Rape, left and right

Published December 24, 2013

AFTER a routine autopsy at a Delhi hospital, Khurshid Anwar’s damaged body was brought to the Communist Party’s Delhi headquarters, its portals now an abbreviated shadow of glorious days when it was the sole standard bearer of India’s working class.

Anwar’s comrades saluted him with clenched fists and grieved with his inconsolable wife. He had apparently killed himself by misusing gravity. The plunge from the fourth floor terrace was an act of defiance, not unlike the 53-year-old victim’s uphill struggle he had embraced against religious fascism of Hindu, Muslim, all hues.

Some comrades say a lynch mob of news vendors killed Anwar after his ideological foes from the Hindu right falsely accused him of raping an activist from another NGO. The allegation pertained to a party he hosted for colleagues at his house in September, where the alleged rape victim was a guest. A note he did not share with anyone was retrieved from Anwar’s office proclaiming his innocence.

However, he had already been condemned. His leading tormentor was a woman activist who had boarded the Narendra Modi bandwagon. She filmed Anwar’s alleged accuser and a copy of the CD found its way to a malicious TV anchor. Indian laws prohibit showing the picture of a rape victim but law has never deterred the right.

Anwar was still bracing to take the fight to his foes when a leading woman activist from a fellow communist bloc he respected also joined the accusation battery. It broke his heart and he died without being offered a hearing by an ally whom he admired greatly.

I am among those who have known Khurshid Anwar as a fearless fighter for the wretched of the earth. He was a gentle soul who had waged many battles on behalf of and together with workers, peasants and women in different fields — abused Dalit women, dispossessed tribal women, raped Muslim women. He deserved to be heard at least by his fellow leftists.

A simple cremation followed, which again raised conversely defiant questions. Why was a communist from a Muslim cultural milieu of Allahabad brought to the Nigambodh Ghat to be incinerated instead of being buried like everyone in his family? Pablo Neruda and Faiz Ahmed Faiz were buried, as was Karl Marx too. Over two decades ago, Safdar Hashmi, another promising communist of Muslim origin was cremated in Delhi after he was murdered by Congress party goons.

A comrade wrote on Facebook that this was Anwar’s way of expressing his belief in secularism. I am left speechless. Had someone said incineration by relatively clean compressed natural gas was environmentally friendlier there would be a reason to applaud. Advertising secularism or even one’s atheism by choosing a mode of going back to clay is a novelty that only a very troubled communist movement could explain.

It is perhaps this overused faith in symbolic acts passing for higher ideological principles that have moulded into a mountain-load of trivia, trapping much of India’s left in debilitating confusion. A glimpse came at a memorial meeting for Khurshid Anwar where his grieving comrades slammed the right but reserved vitriol also for a section of the left. In a way it was a continuation of an old pattern.

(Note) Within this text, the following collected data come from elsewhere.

PR #2865, opened 2015-09-03
[H264] ignore decoder errors

akallabeth:
Microsoft Windows 8.1 server sometimes sends broken H264 data over GFX.
To avoid disconnections ignore H264 decoding errors.
In case a decoder error occurs, the screen will be distorted due to missing image information,
but better that than no connection :/

Cleaned up GFX code a bit too.

### DIFF
--- a/channels/rdpgfx/client/rdpgfx_codec.c
+++ b/channels/rdpgfx/client/rdpgfx_codec.c
@@ -38,52 +38,12 @@
  *
  * @return 0 on success, otherwise a Win32 error code
  */
-UINT rdpgfx_decode_uncompressed(RDPGFX_PLUGIN* gfx, RDPGFX_SURFACE_COMMAND* cmd)
-{
-	return CHANNEL_RC_OK;
-}
-
-/**
- * Function description
- *
- * @return 0 on success, otherwise a Win32 error code
- */
-UINT rdpgfx_decode_remotefx(RDPGFX_PLUGIN* gfx, RDPGFX_SURFACE_COMMAND* cmd)
-{
-	return CHANNEL_RC_OK;
-}
-
-/**
- * Function description
- *
- * @return 0 on success, otherwise a Win32 error code
- */
-UINT rdpgfx_decode_clear(RDPGFX_PLUGIN* gfx, RDPGFX_SURFACE_COMMAND* cmd)
-{
-	return CHANNEL_RC_OK;
-}
-
-/**
- * Function description
- *
- * @return 0 on success, otherwise a Win32 error code
- */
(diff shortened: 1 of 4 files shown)


nfedera:
I can confirm that Windows 8.1 sends invalid H.264 data.
Currently the only Remote Desktop Client in the world (in addition to FreeRDP) that supports H.264 out of the box is the mstsc on the [Microsoft Surface 2](https://de.wikipedia.org/wiki/Microsoft_Surface#Surface_2) (Nvidia Tegra 4, Windows RT).
If I use the Surface 2 to connect with 640x480 to Windows 8.1 Professional I also get horrible graphical decoding errors but the client does not disconnect.
I've also tested the recorded h264 dump with the latest [Fraunhofer H.264/AVC reference software](http://iphome.hhi.de/suehring/tml/)
```
----------------------------- JM 19.0 (FRExt) -----------------------------
--------------------------------------------------------------------------
 Input H.264 bitstream                  : test.264
 Output decoded YUV                     : test_dec.yuv
 Input reference file                   : test_rec.yuv
--------------------------------------------------------------------------
 Input reference file                   : test_rec.yuv does not exist
                                          SNR values are not available
Profile IDC  : 66
Image Format : 640x480 (640x480)
Color Format : 4:2:0 (8:8:8)
--------------------------------------------------------------------------
POC must = frame# or field# for SNRs to be correct
--------------------------------------------------------------------------
  Frame          POC  Pic#   QP    SnrY     SnrU     SnrV   Y:U:V Time(ms)
--------------------------------------------------------------------------
invalid 16x16 intra pred Mode VERT_PRED_16
```

So +1 for this PR

alantm2:
nfedera: Any idea if the 'Surface 2 -- If I use the Surface 2 to connect with 640x480 to Windows 8.1 Professional I also get horrible graphical decoding errors but the client does not disconnect.' BUG (a) has been reported to Microsoft and (b), a hotfix is in available or being developed, etc. and/or (c) are there any references you could point to? If this is the case, we need the backend components patched by MSFT ASAP to be able to make use of H.264? Yes/no, ideas/thoughts to get this sorted and/or work around it?

nfedera:
@alantm2 (a) no (b) no (c) no - sorry.
The main issue here is that for whatever reason Microsoft does not seem to want that their RDP Servers send H.264 to any of their x86 based clients.
One reference I've found is here: 
https://social.technet.microsoft.com/Forums/windowsserver/en-US/a9fd61fb-0dbf-41f2-be59-9e5c76e6a3a2/rdp-incorectly-using-2008r2-compatible-mode-vdi-on-2012-r2-81-enterpise?forum=winserverTS#60919f2f-03cc-4509-9fdd-beaee83dab9b

So basically H.264/RDP is currently completely unused and bugs regarding their encoder will only be noticed on non-Microsoft devices/clients (except the Surface 2)

Issue #2369, opened 2015-02-08
Mouse pointer incorrect transformed


antonstv:
FreeRDP version 1.2.1-dev (git ed3d952)
VMWare VSphre Client in console guest OS Windows XP cursor disappears (invisible), in putty mouse cursor black and white to be, in Danware Netop Guest cursor disappears. In version 1.0.2 is correctly, but /multimon not available.

В Vsphere client и Netop курсор исчезает, в putty курсор становится черным на черном фоне, а должен быть белым.  В версии 1.0.2 корректно, но нет опции нескольких мониторов.

bmiklautz:
@antonstv can you give us more details what client you use or how you connect?

antonstv:
Ubuntu 10.04 LTS, GPU Intel® Ivybridge Desktop 
FreeRDP 1.2.1 get from https://github.com/FreeRDP/FreeRDP.git
compile: cmake -DCMAKE_BUILD_TYPE=Debug -DWITH_SSE2=ON
connect string(xterminal):  xfreerdp /multimon /u:user033@office.local /v:192.168.103.33

Connecting RDP to Win7 Enterprise.

antonstv:
whith /bpp:32 in VSphre Client and Netop cursor is correctly. In putty coursor is black. In version 1.0.2 cursor dotted white.

nfedera:
I'm pretty sure you're experiencing the issue that inverted color cursors aren't supported under X11.
See https://msdn.microsoft.com/en-us/library/windows/hardware/ff556143%28v=vs.85%29.aspx

In case of putty this is what it should look like:
![image](https://cloud.githubusercontent.com/assets/670606/6102950/7dd8a232-b03e-11e4-8296-c162ad4a41bc.png)

If the AND mask and XOR mask values are both 1 we set that pixel to black since inversion is not supported under X11 (AFAIK).

See https://github.com/FreeRDP/FreeRDP/blob/master/libfreerdp/codec/color.c#L1505
```
else if (andPixel && xorPixel)
    *pDstPixel++ = 0xFF000000; /* inverted (set as black) */
```

The most simple soulution would be setting white and black alternately, something like this:
```
int bw=0;
...
else if (andPixel && xorPixel)
    *pDstPixel++ = bw++ % 2 ? 0xFF000000 : 0xFFFFFFFF;
```

antonstv:
Thanks

bmiklautz:
[...]

PR #2868, opened 2015-09-03
improve handling of inverted pointer colors

nfedera:
Inverted pointer colors (where individual pixels can change their color to accommodate the background  behind them) only seem to be supported on Windows.
Using a static replacement color for these pixels (e.g. black) might result in invisible pointers depending on the background.
This PR replaces inverted pixels with either black or white, depending on the pixel position.

image


nfedera:
this should fix issue #2369

bmiklautz:
@nfedera nice idea!
+1

akallabeth:
@nfedera Nicely done, +1

PR #2869, opened 2015-09-03
X11 /app: Fix drawing with negative window origin

peterh:
Since REGION16 uses unsigned values, when `appWindow->x` or `appWindow->y`
is negative, the region will have a very large left or top value.

Avoid this problem by clamping to 0 before casting to an unsigned value.


hardening:
+1

bmiklautz:
@freerdp-bot test

bmiklautz:
+1

PR #2873, opened 2015-09-07
makecert: Remove key usage attribute

mfleisz:
The original makecert tool won't add this tribute to a generated
certificate. Adding this attribute might cause problems when using the
certificate with other apps (i.e. Qt SSL).


akallabeth:
+1

hardening:
Nothing against that PR.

In the past communists across the world would readily split over, say, an incident like the one on the Ussuri River in the 1960s. That event brought communist China and communist Soviet Union to the brink of war but its echo was felt thousands of miles away in a hamlet in Naxalbari in West Bengal. That’s how reverberations of a distant stand-off within the communist bloc would be imbued with ideological colour for local consumption. The resurgent Indian right has been taking advantage of the left’s tendency to pounce on each other. The right thus helps itself to easy victories against a divided people.

Rape is easily the most horrendous crime against women. It becomes that much more revolting when it is carried out by a mob with political patronage against a targeted community. Recent anti-rape laws passed by parliament were designed to fill some loopholes. The left participated in the framing of the more stringent anti-rape laws. Khurshid Anwar’s tragedy has prompted some of its proponents to now consider a re-look and the reasons are not far to seek.

There have been three incidents of rape or sexual harassment naming those that supported the new laws. In one case, Tehelka editor Tarun Tejpal has been put on trial for apparently molesting a junior colleague. Tejpal’s magazine did great service for victims of rape at the hands of the organised right, which makes his alleged assault on his daughter’s friend that much more bizarre. And yet, Soni Sori’s story, in which the police who shoved stones into the tribal woman’s private parts were given gallantry awards, would have gone largely unnoticed had Tehelka not shone the light on the tragedy.

Justice A.K. Ganguly earned a round of applause from the liberal corner when the former Supreme Court judge put the focus on the mistreatment of women in Indian scriptures as one of the legacies that women continue to endure at the hands of Indian males. That must have seriously offended many obscurantist Indians. Now the judge stands accused by an intern of making sexual overtures to her in a hotel room.

Khurshid’s tragedy is a link in this troika of ironies. All three events have helped turn the focus from the more institutionalised rape carried out by indoctrinated mobs, for example, in Muzaffarnagar and Gujarat. The left needs to discipline its own. But someone has to take on the right.

The writer is Dawn’s correspondent in Delhi.